Dataset:
PR #2814, opened 2022-05-30
quiz codeblock fix

maggie-j-liu:
fixes an issue where the intro-ds page would glitch upon reload (thanks @cirex-web for reporting)

basically the dom nesting was invalid because of nested `buttons`, so i just removed the copy button when the right answer hasn't been selected yet


SansPapyrus683:
how the hell has checking not finished yet

PR #2837, opened 2022-06-14
fix type annotations and convention ii

SansPapyrus683:

- [x] I have tested my code.

i was reading [this type annotation PEP](https://peps.python.org/pep-0585/) and realized i've been getting type annotations wrong
so i ctrl f'd and tried to fix all of them

### DIFF
--- a/content/4_Gold/LIS.mdx
+++ b/content/4_Gold/LIS.mdx
@@ -92,10 +92,7 @@ public static int findLis(int[] a) {
 <PySection>
 
 ```py
-from typing import List
-
-
-def find_lis(a: List[int]) -> int:
+def find_lis(a: list[int]) -> int:
 	lis = 0
 	dp = [1] * len(a)
 	for i in range(len(a)):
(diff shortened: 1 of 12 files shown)


ryanchou-dev (approved):
⭐

content/4_Gold/LIS.mdx
```diff
@@ -92,10 +92,7 @@ public static int findLis(int[] a) {
 <PySection>
 
 ```py
-from typing import List
-
-
-def find_lis(a: List[int]) -> int:
+def find_lis(a: list[int]) -> int:
```
bqi343, line 95: this doesn't compile in python 3.8 and lower (https://stackoverflow.com/questions/39458193/using-list-tuple-etc-from-typing-vs-directly-referring-type-as-list-tuple-etc) so maybe just leave it as is? note that CF currently uses python 3.8 and USACO uses python 3.6

SansPapyrus683: alr, everything should be back to using `typing` now

SansPapyrus683:
OH NO FORGOT THIS EXISTED

envyaims (approved):
code seems fine

solutions/usaco-859.mdx
```diff
@@ -28,46 +29,172 @@ int main() {
...
+		}
+
+		// sort by arrival time
+		Arrays.sort(cows, Comparator.comparingInt(c -> c.start));
+	
+		int time = 0;
+		int curr = 0;
+		int longestWait = 0;
+
+		// sorted by priority so that the highest seniority starts eating first
```
envyaims, line 106:
```suggestion
		// sorted so that the highest seniority starts eating first
```
idk

Issue #2831, opened 2022-06-10
Groups: back button after creating a new group has weird behavior


maggie-j-liu:
After creating a new group, you'd expect the "back" button to behave like a cancel button:

![image](https://user-images.githubusercontent.com/63619830/173161121-54e6313d-2d7d-487b-9ac0-0a3a7a514766.png)

Since the group was created before that page comes up, and it's actually just the edit page, the back button doesn't cancel the creation of the group or delete the group. We could make a different modal for creating groups, or just remove the button.

Also there are 2 save buttons...

MrinallU:
This seems pretty easy so I'll do it

cirex-web:
Did you start this yet? If not, could I do it? @MrinallU

MrinallU:
> Did you start this yet? If not, could I do it? @MrinallU 

I'm almost done with it.

MrinallU:
@cirex-web Can you do #2817 instead?

cirex-web:
@MrinallU hmm I'll think about it

MrinallU:
Resolved by #2868

PR #2868, opened 2022-06-22
additional group fixes

MrinallU:

- [ ] I have tested my code.


thecodingwizard:
wait what's the point of making a dedicated create group page?

(also it seems like most of the code is equivalent to the edit group page?)

MrinallU:
> wait what's the point of making a dedicated create group page?
> 
> (also it seems like most of the code is equivalent to the edit group page?)

I just removed the back button as well as the duplicate save buttons in the latest commit, does this work?

thecodingwizard:
uhhh I personally thought the duplicate buttons were fine (it was an intentional choice so that if the page got really long you could click the save button at the very bottom without scrolling back up to the top). but I'm also fine with removing it

MrinallU:
I was told in #2831 to remove it, but if you wanted it that's fine with me.

thecodingwizard:
ah. okay considering both save buttons are almost always visible at the same time I think this change makes sense. Thanks!

MrinallU:
@thecodingwizard Should I remove the back button as well?

thecodingwizard:
Only when making a new group. I think it should stay when you're editing an existing group

PR #2947, opened 2022-07-20
Update Vectorization.mdx (Pragmas actually work for USACO)

Aryansh-S:
It turns out pragmas do work for USACO as mentioned in [a recent editorial](http://www.usaco.org/current/data/sol_prob3_silver_open22.html). Updated this module accordingly.


envyaims (approved):
sus, but still state you cant prove they work for the most part though

ryanchou-dev (approved):
...suree

jessechoe10 (approved):

Aryansh-S:
I think we should be able to merge this.

nwatx (approved):

PR #2982, opened 2022-08-07
Rewrite CSES Flight Routes Check Proof

izhang05:
I think writing the proof without the unnecessary contradiction makes it a lot clearer and easier to read.

- [ ] I have tested my code.

### DIFF
--- a/solutions/cses-1682.mdx
+++ b/solutions/cses-1682.mdx
@@ -27,14 +27,14 @@ $1$ $x$ if you're running the DFS on $G$ and $x$ $1$ otherwise.
 
 # Proof
 
-Let's do a proof by contradiction. Assume that $\texttt{can[1][x]}$ is true for
-all vertices $x$ in both $G$ and $G'$, and there exists a pair of vertices
-$u, v$ such that $\texttt{can[u][v]} = \texttt{false}$. Since
-$\texttt{can[1][u]}$ is true in $G'$, then $\texttt{can[u][1]}$ must be true in
-$G$. Additionally, $\texttt{can[1][v]}$ must be true in $G$. So, you can travel
-from $u \rightarrow 1 \rightarrow v$, which contradicts the statement that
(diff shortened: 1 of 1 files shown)


solutions/cses-1682.mdx
```diff
@@ -27,14 +27,14 @@ $1$ $x$ if you're running the DFS on $G$ and $x$ $1$ otherwise.
...
 
-Let's do a proof by contradiction. Assume that $\texttt{can[1][x]}$ is true for
-all vertices $x$ in both $G$ and $G'$, and there exists a pair of vertices
-$u, v$ such that $\texttt{can[u][v]} = \texttt{false}$. Since
-$\texttt{can[1][u]}$ is true in $G'$, then $\texttt{can[u][1]}$ must be true in
-$G$. Additionally, $\texttt{can[1][v]}$ must be true in $G$. So, you can travel
-from $u \rightarrow 1 \rightarrow v$, which contradicts the statement that
-$\texttt{can[u][v]} = \texttt{false}$. Thus, $\texttt{can[u][v]}$ is true for
-all vertices $u, v$.
+We will show that if $\texttt{can[1][x]}$ for $1 \leq x \leq n$ in both $G$ and $G'$,
```
SansPapyrus683, line 30: don't think it's good to abuse latex
can you explain this in layman terms?

izhang05: Yeah I agree, I just used that because it's the notation used in the first half of the solution.
Should I also rewrite the first part of the solution then?

chezbgone:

Work request: Copy out all of the records shown above exactly.

Task response:
PR #2814, opened 2022-05-30
quiz codeblock fix

maggie-j-liu:
fixes an issue where the intro-ds page would glitch upon reload (thanks @cirex-web for reporting)

basically the dom nesting was invalid because of nested `buttons`, so i just removed the copy button when the right answer hasn't been selected yet


SansPapyrus683:
how the hell has checking not finished yet

PR #2837, opened 2022-06-14
fix type annotations and convention ii

SansPapyrus683:

- [x] I have tested my code.

i was reading [this type annotation PEP](https://peps.python.org/pep-0585/) and realized i've been getting type annotations wrong
so i ctrl f'd and tried to fix all of them

### DIFF
--- a/content/4_Gold/LIS.mdx
+++ b/content/4_Gold/LIS.mdx
@@ -92,10 +92,7 @@ public static int findLis(int[] a) {
 <PySection>
 
 ```py
-from typing import List
-
-
-def find_lis(a: List[int]) -> int:
+def find_lis(a: list[int]) -> int:
 	lis = 0
 	dp = [1] * len(a)
 	for i in range(len(a)):
(diff shortened: 1 of 12 files shown)


ryanchou-dev (approved):
⭐

content/4_Gold/LIS.mdx
```diff
@@ -92,10 +92,7 @@ public static int findLis(int[] a) {
 <PySection>
 
 ```py
-from typing import List
-
-
-def find_lis(a: List[int]) -> int:
+def find_lis(a: list[int]) -> int:
```
bqi343, line 95: this doesn't compile in python 3.8 and lower (https://stackoverflow.com/questions/39458193/using-list-tuple-etc-from-typing-vs-directly-referring-type-as-list-tuple-etc) so maybe just leave it as is? note that CF currently uses python 3.8 and USACO uses python 3.6

SansPapyrus683: alr, everything should be back to using `typing` now

SansPapyrus683:
OH NO FORGOT THIS EXISTED

envyaims (approved):
code seems fine

solutions/usaco-859.mdx
```diff
@@ -28,46 +29,172 @@ int main() {
...
+		}
+
+		// sort by arrival time
+		Arrays.sort(cows, Comparator.comparingInt(c -> c.start));
+	
+		int time = 0;
+		int curr = 0;
+		int longestWait = 0;
+
+		// sorted by priority so that the highest seniority starts eating first
```
envyaims, line 106:
```suggestion
		// sorted so that the highest seniority starts eating first
```
idk

Issue #2831, opened 2022-06-10
Groups: back button after creating a new group has weird behavior


maggie-j-liu:
After creating a new group, you'd expect the "back" button to behave like a cancel button:

![image](https://user-images.githubusercontent.com/63619830/173161121-54e6313d-2d7d-487b-9ac0-0a3a7a514766.png)

Since the group was created before that page comes up, and it's actually just the edit page, the back button doesn't cancel the creation of the group or delete the group. We could make a different modal for creating groups, or just remove the button.

Also there are 2 save buttons...

MrinallU:
This seems pretty easy so I'll do it

cirex-web:
Did you start this yet? If not, could I do it? @MrinallU

MrinallU:
> Did you start this yet? If not, could I do it? @MrinallU 

I'm almost done with it.

MrinallU:
@cirex-web Can you do #2817 instead?

cirex-web:
@MrinallU hmm I'll think about it

MrinallU:
Resolved by #2868

PR #2868, opened 2022-06-22
additional group fixes

MrinallU:

- [ ] I have tested my code.


thecodingwizard:
wait what's the point of making a dedicated create group page?

(also it seems like most of the code is equivalent to the edit group page?)

MrinallU:
> wait what's the point of making a dedicated create group page?
> 
> (also it seems like most of the code is equivalent to the edit group page?)

I just removed the back button as well as the duplicate save buttons in the latest commit, does this work?

thecodingwizard:
uhhh I personally thought the duplicate buttons were fine (it was an intentional choice so that if the page got really long you could click the save button at the very bottom without scrolling back up to the top). but I'm also fine with removing it

MrinallU:
I was told in #2831 to remove it, but if you wanted it that's fine with me.

thecodingwizard:
ah. okay considering both save buttons are almost always visible at the same time I think this change makes sense. Thanks!

MrinallU:
@thecodingwizard Should I remove the back button as well?

thecodingwizard:
Only when making a new group. I think it should stay when you're editing an existing group

PR #2947, opened 2022-07-20
Update Vectorization.mdx (Pragmas actually work for USACO)

Aryansh-S:
It turns out pragmas do work for USACO as mentioned in [a recent editorial](http://www.usaco.org/current/data/sol_prob3_silver_open22.html). Updated this module accordingly.


envyaims (approved):
sus, but still state you cant prove they work for the most part though

ryanchou-dev (approved):
...suree

jessechoe10 (approved):

Aryansh-S:
I think we should be able to merge this.

nwatx (approved):

PR #2982, opened 2022-08-07
Rewrite CSES Flight Routes Check Proof

izhang05:
I think writing the proof without the unnecessary contradiction makes it a lot clearer and easier to read.

- [ ] I have tested my code.

### DIFF
--- a/solutions/cses-1682.mdx
+++ b/solutions/cses-1682.mdx
@@ -27,14 +27,14 @@ $1$ $x$ if you're running the DFS on $G$ and $x$ $1$ otherwise.
 
 # Proof
 
-Let's do a proof by contradiction. Assume that $\texttt{can[1][x]}$ is true for
-all vertices $x$ in both $G$ and $G'$, and there exists a pair of vertices
-$u, v$ such that $\texttt{can[u][v]} = \texttt{false}$. Since
-$\texttt{can[1][u]}$ is true in $G'$, then $\texttt{can[u][1]}$ must be true in
-$G$. Additionally, $\texttt{can[1][v]}$ must be true in $G$. So, you can travel
-from $u \rightarrow 1 \rightarrow v$, which contradicts the statement that
(diff shortened: 1 of 1 files shown)


solutions/cses-1682.mdx
```diff
@@ -27,14 +27,14 @@ $1$ $x$ if you're running the DFS on $G$ and $x$ $1$ otherwise.
...
 
-Let's do a proof by contradiction. Assume that $\texttt{can[1][x]}$ is true for
-all vertices $x$ in both $G$ and $G'$, and there exists a pair of vertices
-$u, v$ such that $\texttt{can[u][v]} = \texttt{false}$. Since
-$\texttt{can[1][u]}$ is true in $G'$, then $\texttt{can[u][1]}$ must be true in
-$G$. Additionally, $\texttt{can[1][v]}$ must be true in $G$. So, you can travel
-from $u \rightarrow 1 \rightarrow v$, which contradicts the statement that
-$\texttt{can[u][v]} = \texttt{false}$. Thus, $\texttt{can[u][v]}$ is true for
-all vertices $u, v$.
+We will show that if $\texttt{can[1][x]}$ for $1 \leq x \leq n$ in both $G$ and $G'$,
```
SansPapyrus683, line 30: don't think it's good to abuse latex
can you explain this in layman terms?

izhang05: Yeah I agree, I just used that because it's the notation used in the first half of the solution.
Should I also rewrite the first part of the solution then?

chezbgone:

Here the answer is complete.